13.       But just as our state is paying the price for neglecting to properly fund K-12 education, we may have a fiscal if not a moral price to pay if we continue to deny equal treatment to our state’s adjuncts.
14.       The United Nations’ 1948 Universal Declaration of Human Rights is often used to identify human rights abuses.  Article 23, item (1) reads:
(1) Everyone has the right to work, to free choice of employment, to just and favourable conditions of work and to protection against unemployment.
Adjuncts are laid off at the end of every quarter and therefore are offered no protection from unemployment.  
Of course, nothing stops adjuncts from holding another job to augment the income, but the state doesn’t withhold full-time employment from other classes professionals that it hires to perform essential services, like engineers or K-12 teachers or ferry boat captains, expecting them to find other means to earn a livable wage while working part-time for the state
Article 23 item (2) reads:
(2) Everyone, without any discrimination, has the right to equal pay for equal work.
Adjuncts certainly do not receive equal pay for equal work.  Statewide adjuncts are paid 62 cents on the dollar.  
Some may argue that adjuncts do not deserve equal pay because they don’t do equal work, including the full range of services that tenured faculty are supposed to do, like holding office hours and committee work.  The reality is that many adjuncts now do far more than they are contracted to do but are not compensated for those duties; most would be delighted to do more, like holding office hours to work with students.

Article 23 item (3) reads:
(3) Everyone who works has the right to just and favourable remuneration ensuring for himself and his family an existence worthy of human dignity…

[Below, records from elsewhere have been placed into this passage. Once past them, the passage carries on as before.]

PR #564, opened 2021-01-21
Separate login UI creation to its own function so that the host app can determine how it is displayed

jaclync:
For https://github.com/woocommerce/woocommerce-ios/issues/3107 and https://github.com/woocommerce/woocommerce-ios/issues/3429

## Why

When launching the app in logged out state, we call `WordPressAuthenticator.showLogin` to show the login UI in both WPiOS and WCiOS apps. However, since iOS 14 we started seeing a delay presenting the login UI ([similar WPiOS issue](https://github.com/wordpress-mobile/WordPress-iOS/issues/15399)). From my testing, it seems to be due to loading the view controller from **Login.storyboard** in the **authenticator pod** which is not easy to change. Because the app window's root view controller is the tab bar UI, the uninitialized tab bar UI is shown briefly before the login UI is presented.

In order to solve the glitch in WCiOS, we are setting the login view controller to the app window's root view controller instead of calling `WordPressAuthenticator.showLogin` to present the login UI from a source view controller. Therefore, this PR moved the login UI creation to a separate public function so that the host app can decide how it is displayed (set to the app window's root view controller in WCiOS' case).

## Changes

- Added a function `loginUI` with the same logic from how a login view controller is created and configured from the pre-existing `showLogin`.

### WPiOS

Please review/test https://github.com/wordpress-mobile/WordPress-iOS/pull/15682 - I think we can merge it once it's approved so that we can also QA the authenticator change in case of regression

### WCiOS

Please see the testing section in https://github.com/woocommerce/woocommerce-ios/pull/3498

### DIFF
--- a/WordPressAuthenticator/Authenticator/WordPressAuthenticator.swift
+++ b/WordPressAuthenticator/Authenticator/WordPressAuthenticator.swift
@@ -174,7 +174,7 @@ import WordPressKit
     public class func loginUI(showCancel: Bool = false, restrictToWPCom: Bool = false, onLoginButtonTapped: (() -> Void)? = nil) -> UIViewController? {
         let storyboard = Storyboard.login.instance
         guard let controller = storyboard.instantiateInitialViewController() else {
-            assertionFailure("Cannot instantiate login root controller from Storyboard")
+            assertionFailure("Cannot instantiate initial login controller from Login.storyboard")
             return nil
         }
         if let childController = controller.children.first as? LoginPrologueViewController {
--- a/WordPressAuthenticator/Authenticator/WordPressAuthenticator.swift
+++ b/WordPressAuthenticator/Authenticator/WordPressAuthenticator.swift
@@ -156,20 +156,34 @@ import WordPressKit
     ///   - onLoginButtonTapped: Called when the login button on the prologue screen is tapped.
     ///   - onCompletion: Called when the login UI presentation completes.
     public class func showLogin(from presenter: UIViewController, animated: Bool, showCancel: Bool = false, restrictToWPCom: Bool = false, onLoginButtonTapped: (() -> Void)? = nil, onCompletion: (() -> Void)? = nil) {
-        defer {
-            trackOpenedLogin()
+        guard let loginViewController = loginUI(showCancel: showCancel, restrictToWPCom: restrictToWPCom, onLoginButtonTapped: onLoginButtonTapped) else {
+            return
         }
+        presenter.present(loginViewController, animated: animated, completion: onCompletion)
+        trackOpenedLogin()
+    }
 
+    /// Returns the view controller for the login flow.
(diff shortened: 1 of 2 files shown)


diegoreymendez:
This is something we've been discussing for WPiOS with @frosty as well.  Pinging him to loop him in.

WordPressAuthenticator/Authenticator/WordPressAuthenticator.swift
```diff
@@ -156,20 +156,34 @@ import WordPressKit
     ///   - onLoginButtonTapped: Called when the login button on the prologue screen is tapped.
     ///   - onCompletion: Called when the login UI presentation completes.
     public class func showLogin(from presenter: UIViewController, animated: Bool, showCancel: Bool = false, restrictToWPCom: Bool = false, onLoginButtonTapped: (() -> Void)? = nil, onCompletion: (() -> Void)? = nil) {
-        defer {
-            trackOpenedLogin()
+        guard let loginViewController = loginUI(showCancel: showCancel, restrictToWPCom: restrictToWPCom, onLoginButtonTapped: onLoginButtonTapped) else {
```
ctarda, line 159: So if I understand correctly, this is the method that WordPress would call to initialize the login flow, while WooCommerce would call `loginUI`?

If that's the case, would it make sense to make the names of both methods a bit more explicit, or rename in a way that the method name indicates that one method presents the login flow while the other leaves the responsibility of presenting the flow to the client app?

I'm curious about what others think though

diegoreymendez: @ctarda - My personal opinion is that we'll probably want to follow suit in WPiOS soon (in showing the login UI as the root VC).  There are several advantages in doing so.

With this in mind I'd say the naming isn't overly important as we'll eventually deprecate `showLogin(...)` entirely - the documentation of these methods should be enough for starters.

diegoreymendez: Correction: we may never deprecate `showLogin(...)` as it is currently used in WPiOS to log in to additional sites (which means it wouldn't be shown as the root VC).

Still the naming `showLogin(...)` and `loginUI(...)` sounds good to me.  The other only option I can think of is to use `loginViewController(...)` instead of `loginUI(...)` but I'm not sure that'd make a huge difference.

ctarda: Sounds good!

ctarda (approved):
Thanks for your feedback @diegoreymendez If you don't have any concerns about the naming, I'd say :shipit:

jaclync:
Thanks for the feedback César and Diego! I tested in WPiOS with this branch https://github.com/wordpress-mobile/WordPress-iOS/pull/15682 and verified the login behavior is as before. Merging the PR now for code freeze next Monday!

PR #571, opened 2021-01-28
Fix misconfiguration in SpacerTableViewCell.xib

### LINKED ISSUE #570: Fix SpacerTableViewCell.xib
There are several issues with this xib file:
* It is missing the reusable identifier
* It is set to inherit the module from target
* it is missing the userlabel

All these issues together are making that, for host apps using this UI element (i.e. WooCommerce) there will be a warning logged in the Console:

```
[Storyboard] Unknown class _TtC31WordPressAuthenticatorResources19SpacerTableViewCell in Interface Builder file.
Error: Unidentified tableViewCell type found.
```

We think this might be causing a rare crash in WooCommerce: woocommerce/woocommerce-ios#3534

ctarda:
Closes #570 

## Changes

There are several issues with SpacerTableViewCellxib file:

* It is missing the reusable identifier
* It is set to inherit the module from target
* it is missing the userlabel

All these issues together are making that, for host apps using this UI element (i.e. WooCommerce) there will be a warning logged in the Console:

```
[Storyboard] Unknown class _TtC31WordPressAuthenticatorResources19SpacerTableViewCell in Interface Builder file.
Error: Unidentified tableViewCell type found.
```

We think this might be causing a rare crash in WooCommerce: woocommerce/woocommerce-ios#3534

## How to test
* The changes in this PR do not affect WordPress-iOS, as the xib modified is not used.
* The best way to test is testing the following PR in WooCommerce: woocommerce/woocommerce-ios#3543


ScoutHarris (approved):

ctarda:
Thanks for the review @ScoutHarris 🙇

Issue #501, opened 2020-10-12
Accessibility: Rebuild the NUXButton


mindgraffiti:
Pair with: https://github.com/wordpress-mobile/WordPress-iOS/issues/15084 because WPiOS uses NUXButton directly in the main project.
Ref. p5T066-1yK-p2#comment-6042

### Background

`NUXButton` looks like a `FancyButton`, but does not act like one. NUXButtons differ because they have a built-in spinner (`UIActivityIndicatorView`) that activates after a user taps the button. (iirc, it handles form validation in some cases as well.)

NUXButtons do not scale well when Dynamic Text is enabled, as seen in the prologue screen and the "Continue with _ " buttons on the Get Started screen. Build a new button that uses dynamic font sizing. [Suggested reading](https://blog.kiprosh.com/dynamic-font-size-in-ios/).

### Screenshots

| NUXButtons | in Authenticator |
| --- | --- |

When adjuncts are provided a discounted secondary pay scale and face a workload limit that prevents them from working full-time, they are deprived of “just and favourable remuneration.”
15.       The state should have learned its lesson 15 years ago.  A class action lawsuit, Mader v. State, found that every single college in the state was underreporting adjunct hours, which deprived several thousand adjuncts of health care and retirement benefits.  The lawsuits were settled in 2002 and 2003 at a cost of $25 million, and now, thanks to those class action lawsuits and subsequent legislation, all adjuncts who work at 50 percent of a full-time load are eligible for those benefits. 

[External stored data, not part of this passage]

PR #574, opened 2021-02-04
Shorter sign up - remove Send Link by email screen

yaelirub:
After talking this over with design (@mattmiklic ) we decided to remove this screen:
Simulator Screen Shot - iPhone 12 Pro - 2021-02-02 at 13 00 39

Instead, we will be sending the email immediately after the user entered their email : 

https://user-images.githubusercontent.com/1335657/106846364-96098800-6661-11eb-812e-c80a3ae1cdc2.MP4

To test:
1. copy this branch to pod file in WPiOS 
2.  pod install
3. Test login and signup work as expected with no issues
4. Check tracking is as expected

### DIFF
--- a/WordPressAuthenticator.podspec
+++ b/WordPressAuthenticator.podspec
@@ -1,6 +1,6 @@
 Pod::Spec.new do |s|
   s.name          = "WordPressAuthenticator"
-  s.version       = "1.35.0"
+  s.version       = "1.35.1"
   s.summary       = "WordPressAuthenticator implements an easy and elegant way to authenticate your WordPress Apps."
 
   s.description   = <<-DESC
--- a/WordPressAuthenticator/Unified Auth/View Related/Get Started/GetStartedViewController.swift
+++ b/WordPressAuthenticator/Unified Auth/View Related/Get Started/GetStartedViewController.swift
@@ -401,7 +401,7 @@ private extension GetStartedViewController {
         let errorCode = userInfo[WordPressComRestApi.ErrorKeyErrorCode] as? String
 
         if errorCode == "unknown_user" {
-            self.showSignupViewIfNecessary(error)
+            self.sendEmail()
         } else if errorCode == "email_login_not_allowed" {
                 // If we get this error, we know we have a WordPress.com user but their
                 // email address is flagged as suspicious.  They need to login via their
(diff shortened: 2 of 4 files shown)


yaelirub:
@mattmiklic , do you think we should update the copy on the first screen to let them know it has to be on the device?

mattmiklic:
I don't think we need to add any messaging to the Get Started screen, since at that point they could intend to log in via password and the email note wouldn't be relevant. The email confirmation is clear enough that it should be checked on the device, I think.

I do think it'd be good to add a message to the email confirmation screen letting them know they can go back if they didn't intend to sign up. Something like "Didn't mean to create a new account? Go back to re-enter your email address."

yaelirub:
> "Didn't mean to create a new account? Go back to re-enter your email address."

Love it! I'll add it. Thank you so much, @mattmiklic !

ScoutHarris:
I assume this isn't done yet since the "Didn't mean to create a new account?" message hasn't been added. So I'll just leave a comment that the podspec version needs to be bumped.

WordPressAuthenticator/Unified Auth/View Related/Get Started/GetStartedViewController.swift
```diff
@@ -411,36 +411,45 @@ private extension GetStartedViewController {
             self.displayError(error as NSError, sourceTag: self.sourceTag)
         }
     }
+    
+    // MARK: - Send email
 
-    /// Offer host apps the opportunity to decide if they want to allow signups
+    /// Makes the call to request a magic signup link be emailed to the user.
     ///
-    func showSignupViewIfNecessary(_ error: Error) {
```
ctarda, line 417: This would completely remove the possibility for WooCommerce to allow signups, which I think is something that we want, but I am not completely sure it.

I will chat with Garance.

ctarda (approved):
I did a quick test with WooCommerce, and even though this breaks the API, it does not remove any functionality that we might be using at the moment.

That being said, I would wait to merge, if possible, until @Garance91540  gives the 👍

WordPressAuthenticator/Unified Auth/View Related/Get Started/GetStartedViewController.swift
yaelirub: >This would completely remove the possibility for WooCommerce to allow signups

Why? This function is just showing that view that I removed if Im not mistaken. The signup process remains the same minus a screen.

yaelirub:
Added copy:
IMG_7863C43CB5A6-1
@ScoutHarris , @mattmiklic , ready for another look

mattmiklic:
Looking good to me. 👍

WordPressAuthenticator.podspec
```diff
@@ -1,6 +1,6 @@
 Pod::Spec.new do |s|
   s.name          = "WordPressAuthenticator"
-  s.version       = "1.35.0-beta.1"
+  s.version       = "1.36.0-beta.1"
```
ScoutHarris: Shouldn't this be `1.35.0-beta.2`?

ScoutHarris (approved):
LGTM. After the version is corrected, :shipit: .

WordPressAuthenticator/Unified Auth/View Related/Get Started/GetStartedViewController.swift
ctarda: Ouch, sorry! I misread the code. I, for some reason, thought that the delegate method to ask host apps if they want to support account signups had been removed too. Go figure.

emilylaguna (approved):
Tested this on:
- iPhone Simulator - iOS 13
- iPhone Simulator - iOS 14
- iPad Simulator - iOS 14
- Real Device: iPhone 11 Pro 

Had no issues other than the [unrelated login issue](https://github.com/wordpress-mobile/WordPress-iOS/issues/15822)

LGTM 🚀 !

jkmassel (approved):
Version change LGTM – I presume all the other files have no changed.

:shipit:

But we shouldn’t have to learn our lessons the hard way.  We should do right because it’s the right thing to do. 
16.       I’d like to conclude by quoting fellow activist and the namesake of Bremerton’s newest park, Lillian Walker from the wonderful document posted at the Washington State Secretary of State's Legacy Washington website,
If you've got something to complain about, well, work at it and make it better.  And, treat everybody right. I don't care who or what they are, treat them right. You don't have the authority to mistreat anybody, because that's why we are here - to help each other. If you can help somebody, help them.
Thank you.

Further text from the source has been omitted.